Ecophysiological adaptations to dry thermal environments measured in two unrestrained Namibian scorpions, Parabuthus villosus (Buthidae) and Opisthophthalmus flavescens (Scorpionidae)

The daily changes in body temperature experienced by Parabuthus villosus (Buthidae), a scorpion found on the gravel plains around Gobabeb, Namibia, and by Opisthophthalmus flavescens (Scorpionidae), a dune-dwelling species from the same area, were measured under similar field conditions.

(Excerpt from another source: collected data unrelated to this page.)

PR #11232, opened 2019-03-27
Fix the example about overriding the getProjectDir method

stof:
This method must return the canonical path for things to work fine everywhere.

### DIFF
--- a/deployment.rst
+++ b/deployment.rst
@@ -231,7 +231,7 @@ kernel and return your project's root directory::
 
         public function getProjectDir()
         {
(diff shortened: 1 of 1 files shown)


stof:
Note that most places will work fine with a non canonical path. But we have a few places which use to root dir to strip it from paths stored in the cache (to make the cache independent from the location of the project at the time it was generated) and these may not always canonicalize the root dir themselves.

javiereguiluz:
Thanks Christophe.

PR #11246, opened 2019-03-28
Detailed AMQP dependency

chdeliens:
Installing the Serializer bundle is not sufficient, you must also have the AMQP PHP extension.
Both the Serializer bundle and the AMQP PHP extension are required by the `amqp-pack`.


javiereguiluz:
Thank you ... and congrats on your first Symfony Docs contribution!

PR #11248, opened 2019-03-29
[Console] uncomment the "Before" code part

OskarStark:
for better syntax highlighting

The current version:
Screenshot 2019-03-29 10 58 30


javiereguiluz (approved):
We usually do this so people copy+pasting things don't copy unwanted things ... but in this case, even if they do, it'd be harmless because the `$io` var will just be overridden.

OskarStark:
Ok, good to know for the future, thank you Javier.

PR #11249, opened 2019-03-29
use :: instead of .. code-block:: php

OskarStark:


components/config/definition.rst
```diff
@@ -403,7 +403,7 @@ has a certain value:
     (``null``, ``true``, ``false``), provide a replacement value in case
     the value is ``*.``
 
-.. code-block:: php
+You can find any of these in the following code example::
```
javiereguiluz: I'm not a big fan of the new phrase. What about:

```
The following example shows these methods in practice:
```

OskarStark: Nice rewording, thank you!

xabbuh (approved):

PR #11617, opened 2019-05-28
[WebLink] Remove chrome debug since it's no longer present

tristanbes:
When accessing to [chrome://net-internals/#http2](chrome://net-internals/#http2)

> The net-internals events viewer and related functionality has been removed. Please use chrome://net-export to save netlogs and the external catapult netlog_viewer to view them.

I don't know if this section should be replaced because I don't know by what it has been replaced.

### DIFF
--- a/web_link.rst
+++ b/web_link.rst
@@ -79,11 +79,6 @@ the priority of the resource to download using the ``importance`` attribute:
         <link rel="stylesheet" href="{{ preload('/app.css', { as: 'style', importance: 'low' }) }}">
     </head>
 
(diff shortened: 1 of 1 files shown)


javiereguiluz:
Let's ask Kévin (@dunglas) because he's always updated in these things and maybe he knows the alternative. Thanks.

javiereguiluz:
Let's merge this now to not confuse our readers. We can add an alternative in the future. Also, we merged in 3.4 branch and we'll merge in the other branches automatically.

PR #11618, opened 2019-05-28
Add note about extra configuration for mod_xsendfile

### LINKED ISSUE #10794: Add a note that Apache requires extra config for `mod_xsendfile`
https://symfony.com/doc/current/components/http_foundation.html#serving-files suggests that Symfony will automagically leverage the `mod_xsendfile` module to efficiently send files.

As https://github.com/symfony/symfony/issues/24897 correctly points out, this is not true: `BinaryFileResponse` will only make use of `mod_xsendfile` if a particular header is present, which is *not* the default case for Apache.

So, in fact, users might be sending out their files through PHP, even if they have `mod_xsendfile` installed. Probably they are not aware of this.

One way of fixing this is to enable the `mod_headers` Apache module and add the following to the Apache configuration:

```
<IfModule mod_xsendfile.c>
   # This is already present somewhere...
   XSendFile on
   XSendFilePath ...some path...

   # This needs to be added:
   <IfModule mod_headers.c>
      RequestHeader set X-Sendfile-Type X-Sendfile
   </IfModule>
</IfModule>
```

My suggestion is to add a warning/info box somewhere near https://symfony.com/doc/current/components/http_foundation.html#serving-files.

PReimers:
I added a note about how (and why) to add the additional header for `BinaryFileResponse` to use the `mod_xsendfile` Apache module.

Fixes #10794

### DIFF
--- a/components/http_foundation.rst
+++ b/components/http_foundation.rst
@@ -523,6 +523,26 @@ if it should::
 
     BinaryFileResponse::trustXSendfileTypeHeader();
 
+.. note::
+
+    The ``BinaryFileResponse`` will only handle ``X-Sendfile`` if the particular header is present.
+    For Apache, this is not the default case.
+
+    To add the header use the ``mod_headers`` Apache module and add the following to the Apache configuration.
+
+    .. code-block:: apache
+
+      <IfModule mod_xsendfile.c>
+        # This is already present somewhere...
+        XSendFile on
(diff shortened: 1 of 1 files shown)


mpdude:
Thanks!

OskarStark (approved):

xabbuh:
Thank you @PReimers.

PR #11619, opened 2019-05-29
[Messenger]minor: update remove of loggingmiddleware

Simperfit:
This follows the update to 5.0 by removing the logging middlewere from the docs


javiereguiluz:
Thank you Hamza.

PR #11620, opened 2019-05-29
Removed Symfony 4.* versionadded directives

javiereguiluz:
"Master" branch will become Symfony 5.0, so we can remove all this.

PR #11621, opened 2019-05-29
Removed deprecated contents

javiereguiluz:
This is related to #11620 and removes deprecated things.

The only remaining deprecation is the `transChoice()` method. I'm leaving that for future PRs because @wouterj created a big PR pending to be merged related to that.


controller/argument_value_resolver.rst
```diff
@@ -53,17 +53,6 @@ In addition, some components and official bundles provide other value resolvers:
     the controller can be accessed by anonymous users. It requires installing
     the :doc:`Security component </components/security>`.
 
-:class:`Symfony\\Bundle\\SecurityBundle\\SecurityUserValueResolver`
```
wouterj: Wow (unrelated to this PR), this is such an implementation detail that I would even vote to completely remove it from 4.2 docs (and just replace the class name and act like nothing changed, it doesn't matter for a framework user)

wouterj (approved):
Very nice job!

PR #11624, opened 2019-05-29
Deprecate the LoggingMiddleware in Symfony 4.3

javiereguiluz:
In #11619 we removed this for Symfony 5.0 ... but we also need to add the deprecation notice in 4.3.


Simperfit:
LGTM

Simperfit (approved):

OskarStark (approved):

PR #11625, opened 2019-05-29
Removed the deprecated factory YAML config

javiereguiluz:
This backports #11589 to 3.4 so all versions use the same syntax.


wouterj (approved):
🤯

OskarStark (approved):

PR #11629, opened 2019-05-30
[HttpClient] Fixed some missing references

javiereguiluz:
Doc build is failing because of some missing references in this article.


weaverryan:
I noticed too - thanks for fixing!

PR #11634, opened 2019-05-31
Fix `validation.not_compromised_password` option default

ogizanagi:
Reflecting https://github.com/symfony/symfony/pull/31060 changes in the docs.


javiereguiluz:
Good catch, thanks Maxime.

PR #11636, opened 2019-05-31
added missing ::templateAction

connorhu:
I think the method is missing. If I paste the code into a Symfony with version 4.2 and visit the /privacy path I get the following error:
Cannot use object of type Symfony\Bundle\FrameworkBundle\Controller\TemplateController as array

It would be nice a code example unit testing system.

### DIFF
--- a/templating/render_without_controller.rst
+++ b/templating/render_without_controller.rst
@@ -22,7 +22,7 @@ can do this without creating a controller:
         # config/routes.yaml
         acme_privacy:
             path:         /privacy
-            controller:   Symfony\Bundle\FrameworkBundle\Controller\TemplateController
+            controller:   Symfony\Bundle\FrameworkBundle\Controller\TemplateController::templateAction
             defaults:
                 template: static/privacy.html.twig
             methods: GET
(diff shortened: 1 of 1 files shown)


templating/render_without_controller.rst
```diff
@@ -22,7 +22,7 @@ can do this without creating a controller:
         # config/routes.yaml
         acme_privacy:
             path:         /privacy
-            controller:   Symfony\Bundle\FrameworkBundle\Controller\TemplateController
+            controller:   Symfony\Bundle\FrameworkBundle\Controller\TemplateController::templateAction
```
yceruto: That should work without the action method, because it's invokable `__invoke()` which in turn calls to `templateAction`.

connorhu:
Okay then, this is a bug somewhere else.

ricknox:
`::templateAction` is being called by the invoker (`__invoke()`) in that class:

https://github.com/symfony/symfony/blob/9934252f2fae7794f623e9032c67e1512a729716/src/Symfony/Bundle/FrameworkBundle/Controller/TemplateController.php#L71

You should open a issue in symfony/symfony.

Issue #11481, opened 2019-04-24
[UploadFile]: Recommend unmapped field for the file?


ThomasLandauer:
Wouldn't it be better to recommend an unmapped field (`'mapped'=>false`) for the file upload at https://symfony.com/doc/current/controller/upload_file.html ?

Advantages:

* Would mitigate the hassle with String<=>File conversion (see https://github.com/symfony/symfony-docs/issues/11390 )
* The main benefit of mapping is that on an "edit profile" form the form fields get prefilled with the current database values. But in this case, it doesn't make sense for the user to change the string (=file path) in the database, since the file wouldn't exist! So the real way to "edit" an uploaded file is to upload a new one (which should then overwrite the existing one in the controller).
* Would solve https://github.com/EasyCorp/EasyAdminBundle/issues/2356

weaverryan:
We do this on our SymfonyCasts tutorial - I agree that it's much easier to work with.

eiannone:
In this way you cannot define assert validation on the entity class. So what would be the preferred method for validation?

weaverryan:
Exactly right - you would add to the form directly via the constraints option.

PR #11638, opened 2019-05-31
Fix code for getting the uploaded file

eiannone:
I think the example code is wrong. If you call $product->getBrochure(); you will get a string, not the uploaded file.


weaverryan:
It *is* correct, but it's a bit screwy. That one property is serving as both a place to store the UploadedFile and also the string. As discussed in #11481, what we *really* need to do is use an unmapped field in the form.

javiereguiluz:
@eiannone we thank you your contribution ... but as Ryan said, we prefer to solve this in a different way which will be better for users and our docs. This doesn't mean that you are wrong (in fact, you are right) but we hope you understand this decision. Thanks!

eiannone:
Yes I understand perfectly.

Issue #11607, opened 2019-05-27
[Validator] Bic constraint iban* options do not exist in 4.2


guilliamxavier:
... yet they appear in [the current 4.2 docs](https://symfony.com/doc/4.2/reference/constraints/Bic.html).
Cf https://github.com/symfony/symfony-docs/pull/10349#issuecomment-491723785

Refs #11111 (only done in the 4.3 branch)

javiereguiluz:
Fixed by 11642.

PR #11642, opened 2019-06-01
#11607 Removed IBAN docs, not available in version 4.2

JoppeDC:
The IBAN information was removed from the docs, as this feature was only introduced in `symfony 4.3`.

This should close issue #11607


javiereguiluz:
Joppe, you are on a roll lately! Another Symfony contribution merged. Thanks a lot!

PR #11648, opened 2019-06-03
[HttpClient] Service name

Guikingone:
Hi everyone 👋 

I've tried to use multiples clients and it seems that the services are named as the configuration (ex: `@crawler.client`) declares it and not using the `@http_client.client` syntax, I don't know if it's a normal behaviour or just an error on the documentation 🙁 

Thanks for the feedback

### DIFF
--- a/components/http_client.rst
+++ b/components/http_client.rst
@@ -483,11 +483,11 @@ has a unique service named after its configuration.
         # ...
 
         # whenever a service type-hints HttpClientInterface, inject the GitHub client
-        Symfony\Contracts\HttpClient\HttpClientInterface: '@api_client.github'
+        Symfony\Contracts\HttpClient\HttpClientInterface: '@some_api.client'
 
         # inject the HTTP client called 'crawler' into this argument of this service
         App\Some\Service:
-            $someArgument: '@http_client.crawler'
+            $someArgument: '@crawler.client'
 
 Testing HTTP Clients and Responses
 ----------------------------------


javiereguiluz:
@Guikingone the current docs were contributed/reviewed by @nicolas-grekas, so they are probably right. Maybe it's a bug in the code that doesn't generate the intended service names?

Guikingone:
@javiereguiluz Yes, I think that the doc is right, here's the configuration that cause this case:

```yaml
framework:
    secret: '%env(APP_SECRET)%'
    session:
        handler_id: ~
        cookie_secure: auto
        cookie_samesite: lax
    php_errors:
        log: true
    http_client:
        scoped_clients:
            github.client:
                base_uri: '%env(OAUTH_GITHUB_API_URL)%'
                http_version: '2.0'
```

Here's the container dump:

```xml
    <service id="github.client" class="Symfony\Component\HttpClient\ScopingHttpClient">
      <argument type="service" id="http_client"/>
      <argument>%env(OAUTH_GITHUB_API_URL)%</argument>
      <argument type="collection">
        <argument key="base_uri">%env(OAUTH_GITHUB_API_URL)%</argument>
        <argument key="http_version">2.0</argument>
        <argument key="query" type="collection"/>
        <argument key="headers" type="collection"/>
        <argument key="resolve" type="collection"/>
      </argument>
      <factory class="Symfony\Component\HttpClient\ScopingHttpClient" method="forBaseUri"/>
    </service>
```

nicolas-grekas (approved):

OskarStark (approved):

javiereguiluz:
Thank you Guillaume.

Thermocouples implanted under the segments of the mesosoma measured maximum temperatures as high as 43 degrees C in the shade. Air temperatures reached a maximum of 33 degrees C during the daytime and a minimum of 12 degrees C at night. Very low metabolic rates compared with those of other nonsedentary invertebrates were recorded in both species; oxygen consumption ranged from 8 microL g-1 h-1 at 16 degrees C to 115 microL g-1 h-1 at 40 degrees C. A pulsed Doppler system was used to measure heart rate in situ in free-moving scorpions. At night, heart rate declined to about 4 beats min-1 in resting undisturbed scorpions. During daylight excursions and while scorpions hunted for food, heart rates as high as 180 beats min-1 were observed. Heart rate was linearly correlated with temperature in P. villosus, with a slope of 2.37 (Q10 = 2.18), but in O. flavescens only a limited correlation was observed, with a slope of 1.18 (Q10 = 1.69). In O. flavescens, heart rate showed hysteresis as body temperature rose during daylight and then decreased during the late afternoon and evening; the reverse was observed in P. villosus. In both species, haemocyanin-oxygen affinity was independent of temperature, with a higher oxygen affinity and a larger pH sensitivity in O. flavescens. The Q10's of oxygen consumption and heart rate are quite different in O. flavescens but not as different in P. villosus. Although changes in the cardiovascular system, such as stroke volume, may also play a role in meeting increased oxygen demand, the features of the haemocyanin oxygen transport system, such as the absence of temperature sensitivity and a marked pH sensitivity, can also influence the maintenance of VO2 under temperature stress. The differences in the normal thermal habitats of the two species may be used to explain the distinctions between the evolved physiological responses to temperature increase shown by the two species.